Para gastar 1500€ en comisiones en IB tienes que hacer muchísimas operaciones y en mercados caros.
En USA gastar eso supone hacer más de 1500 compras y ventas, y en un año para un aficionado es prácticamente imposible.


----------



## Covid-8M (29 Dic 2022)

r@in dijo:


> Para gastar 1500€ en comisiones en IB tienes que hacer muchísimas operaciones y en mercados caros.
> En USA gastar eso supone hacer más de 1500 compras y ventas, y en un año para un aficionado es prácticamente imposible.

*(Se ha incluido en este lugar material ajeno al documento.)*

PR #1437, opened 2018-11-26
Add jsx text type to script tag in add-react-to-a-website.md

svnh:


gaearon:
Thanks for the PR! In this example, it's not necessary because the source doesn't use JSX. JSX is discussed further below on the page.

PR #1438, opened 2018-11-27
Update hooks-intro.md

yesmeck:
Fix https://github.com/reactjs/reactjs.org/issues/1426


gaearon:
If we think it's important to fix then it would need to be changed on all pages, not just here.

PR #1442, opened 2018-11-28
Fix typo on React 16 roadmap

MatanBobi:
> The API design doesn't always make sense when looking at **once** piece in isolation

Fix typo in line 31 (once - one)


gaearon:
Thanks

PR #1446, opened 2018-11-29
Add Suspense and lazy to API reference

gaearon:
Fixes https://github.com/reactjs/reactjs.org/issues/1424

### DIFF
--- a/content/docs/reference-react.md
+++ b/content/docs/reference-react.md
@@ -58,6 +58,13 @@ See [Using React without JSX](/docs/react-without-jsx.html) for more information
 - [`React.createRef`](#reactcreateref)
 - [`React.forwardRef`](#reactforwardref)
 
+### Suspense
+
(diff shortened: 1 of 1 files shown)


content/docs/reference-react.md
```diff
@@ -58,6 +58,13 @@ See [Using React without JSX](/docs/react-without-jsx.html) for more information
 - [`React.createRef`](#reactcreateref)
 - [`React.forwardRef`](#reactforwardref)
 
+### Suspense
+
+Suspense lets components "wait" for asynchronous work to be done before rendering. Currently, Suspense only supports one use case: [code splitting with `React.lazy`](/docs/code-splitting.html#reactlazy). In the future, it will be possible to use Suspense for data fetching, but it's not supported yet. Today, Suspense only works on the client. Server-side rendering support is [in the works](/blog/2018/11/27/react-16-roadmap.html#suspense-for-server-rendering).
```
threepointone:
```suggestion
Suspense lets components "wait" for asynchronous work to be done before rendering. Currently, Suspense only supports one use case: [code splitting with `React.lazy`](/docs/code-splitting.html#reactlazy). In the future, it will be possible to use Suspense for data fetching. Today, Suspense only works on the client. Server-side rendering support is [in the works](/blog/2018/11/27/react-16-roadmap.html#suspense-for-server-rendering).
```

threepointone: "In the future" implies it's not supported yet, yes?

gaearon: I guess so.

PR #1447, opened 2018-11-30
Remove exact versions from blog post

gaearon:
The problem with using exact versions, as pointed out by @sebmarkbage, is that this doesn't let us release minors in the middle. It is very likely we'll need more minors in the middle so let's leave some wiggle room.

I figured this might as well introduce a naming convention for our releases? :-)

### DIFF
--- a/content/blog/2018-11-27-react-16-roadmap.md
+++ b/content/blog/2018-11-27-react-16-roadmap.md
@@ -9,10 +9,12 @@ You might have heard about features like "Hooks", "Suspense", and "Concurrent Re
 
 We plan to split the rollout of new React features into the following milestones:
 
-* React 16.6: [Suspense for Code Splitting](#react-166-suspense-for-code-splitting-shipped) (*already shipped*)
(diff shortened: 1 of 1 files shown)


content/blog/2018-11-27-react-16-roadmap.md
```diff
@@ -32,7 +34,7 @@ We have a single vision for how all of these features fit together, but we're re
 
 The gradual release strategy helps us refine the APIs, but the transitional period when some things aren't ready can be confusing. Let's look at what these different features mean for your app, how they relate to each other, and when you can expect to start learning and using them.
 
-### [React 16.6](/blog/2018/10/23/react-v-16-6.html): Suspense for Code Splitting (shipped)
+### [React 16.6](/blog/2018/10/23/react-v-16-6.html) (shipped): The One with Suspense for Code Splitting
```
gaearon: This would have a nicer ring to it if we dropped "Suspense for". :-) But I want to emphasize the staggered rollout.

PR #1449, opened 2018-11-30
add symbol polyfill to the list

probablyup:
Now that react-is is proliferating the ecosystem for things like
ForwardRef handling and such, symbols have become a requirement.


threepointone:
We don't use Symbol inside React itself, so it's not necessary to have this here. Thanks for your PR!

PR #1456, opened 2018-12-03
Add note for early return when using ref

iamandrewluca:
Add note for components that use `ref` but return early from component

https://codesandbox.io/s/ymvxj5pqmx  
https://stackoverflow.com/a/53596308


lex111:
cc @alexkrolick

PR #1457, opened 2018-12-03
Add -webkit-overflow-scrolling to prism styles

crosscompile:
Adding `-webkit-overflow-scrolling: touch` to the code examples will give them nice momentum scrolling in webkit browsers.

## Before

screen recording 2018-12-03 at 2 34 19 pm

## After

untitled


gaearon:
Thanks.

PR #1458, opened 2018-12-03
Fixing id to 'What Are We Building?' section

tv1ster:
Found an issue in ["What are we building?" section](https://reactjs.org/tutorial/tutorial.html#what-are-we-building) - it's not highlighted, despite clicking or scrolling trough it. Fixed it locally and created this HUGE pull request.


gaearon:
Thanks

PR #1460, opened 2018-12-04
Adds example of useState updates with callbacks

### LINKED ISSUE #1459: [Hooks] useState code should include example of setting state with callback.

Los que hacen trading deben gastar bastante mas. Pero no es tan barato, igual fueron 5 euros de media por operacion. Podrian ser 150 compras y 150 ventas


----------



## LordKeynes (29 Dic 2022)

Estás totalmente loco.

El buy and hold (o buy and pray en tu caso) no va a funcionar en una década de mercado lateral.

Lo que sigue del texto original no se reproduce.